# Custom painted my original Xbox



## legofan623 (Oct 7, 2018)

Wanted to see how this would look, and it turned out pretty cool!


----------



## AtsuNii (Oct 8, 2018)

I must say, looks pretty need, keeping it quite basic yet making it original.


----------



## KiiWii (Oct 8, 2018)

Nice, what did you use?


----------



## tbb043 (Oct 8, 2018)

Kinda simple, but that's okay. Better than a lot of the gaudy decorations I see on some consoles that make me want to facepalm.


----------



## legofan623 (Oct 10, 2018)

KiiWii said:


> Nice, what did you use?


Just spraypaint and some blue tape


----------



## dAVID_ (Oct 14, 2018)

That looks really nice, makes it stand out from the standard model.


----------



## asnka (Oct 14, 2018)

looks dope!

U can paint the jewel too..
remove it with a hair dryer and screwdriver...
use 100 grit wet sandpaper
then 200 grit...then toothpaste..
don't use super glue to reattach it...


----------



## PalomPorom (Oct 14, 2018)

That looks cool as hell. Simple yet badass looking

Sent from my toaster running Rebug


----------



## seniorcelica (Oct 16, 2018)

nice ive done a few myself love the lines that are on it.  gives options


----------



## Der_Blockbuster (Oct 16, 2018)

seniorcelica said:


> nice ive done a few myself love the lines that are on it.  gives options


Wow... Im speechless how did you get that one so glossy?

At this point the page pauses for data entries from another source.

PR #896, opened 2019-08-10
Add byte viewer Float and Double

mumbel:
Add basic Float and Double view in byte viewer.

### DIFF
--- a/Ghidra/Features/ByteViewer/src/main/java/ghidra/app/plugin/core/format/DoubleFormatModel.java
+++ b/Ghidra/Features/ByteViewer/src/main/java/ghidra/app/plugin/core/format/DoubleFormatModel.java
@@ -1,0 +1,102 @@
+package ghidra.app.plugin.core.format;
+
+import java.math.BigInteger;
+import java.nio.ByteBuffer;
+import java.nio.ByteOrder;
+
+import ghidra.util.HelpLocation;
+
+public class DoubleFormatModel implements UniversalDataFormatModel {
+
+	private final int symbolSize;
+	
+	public DoubleFormatModel() {
+		symbolSize = 24;
+	}
+	@Override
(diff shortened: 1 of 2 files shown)


mumbel:
Need to think more how edit could be implemented.  Having trouble wrapping my head around things like pos<->neg, changing the exponent, sig figs... basically all of it.

GregoryMorse:
Editing the raw byte data as an integer would be the easiest.

Actually to make a very professional elegant double/float editor would be a great tool.
But you would have to deal with nuances of:
positive/negative
normalized/denormalized numbers
infinity/NaN (not a number)

So if exponent is 0 then denormal number, exponent 0xFF then +/- infinity or NaN

I would suggest radio buttons for Normalized, Denormalized, infinity, NaN
Then an input box for the exponent (if its normalized/denormalized)
And an input box for the significand (if its normalized/denormalized)
Finally a radio button for positive and negative (if its normalized/denormalized/infinity - maybe for NaN - normally the sign bit here is nothing more than a custom signal - for completeness though)

See here for more: https://en.wikipedia.org/wiki/Single-precision_floating-point_format

I still feel the 4 control input style would give a very quick easy and flexible way to deal with the internals of floating point values both double and single precision.

JayFoxRox:
I did not try the PR, but about ongoing discussion: I always thought https://www.h-schmidt.net/FloatConverter/IEEE754.html was a pretty good float editor.

For changes which affect the UI, please include a screenshot in the first post.

ccarpenter04:
The inclusion of this feature would solve a significant problem I've been dealing with recently. Although personally reading is the higher priority, I agree that for writing handling it as raw bytes would be the best approach, at least until someone expresses the need to be able to do the conversion within the tool itself. I can't think of a way to elegantly express all the possibilities without it feeling like bloat.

--------------------- MERGED ---------------------------


----------



## seniorcelica (Oct 16, 2018)

Der_Blockbuster said:


> Wow... Im speechless how did you get that one so glossy?
> 
> --------------------- MERGED ---------------------------


 automotive paint. i work in a bodyshop as a painter


----------



## wiewiec (Oct 31, 2018)

seniorcelica said:


> nice ive done a few myself love the lines that are on it.  gives options



I'd love to have one of this ;-) Nicely done!


----------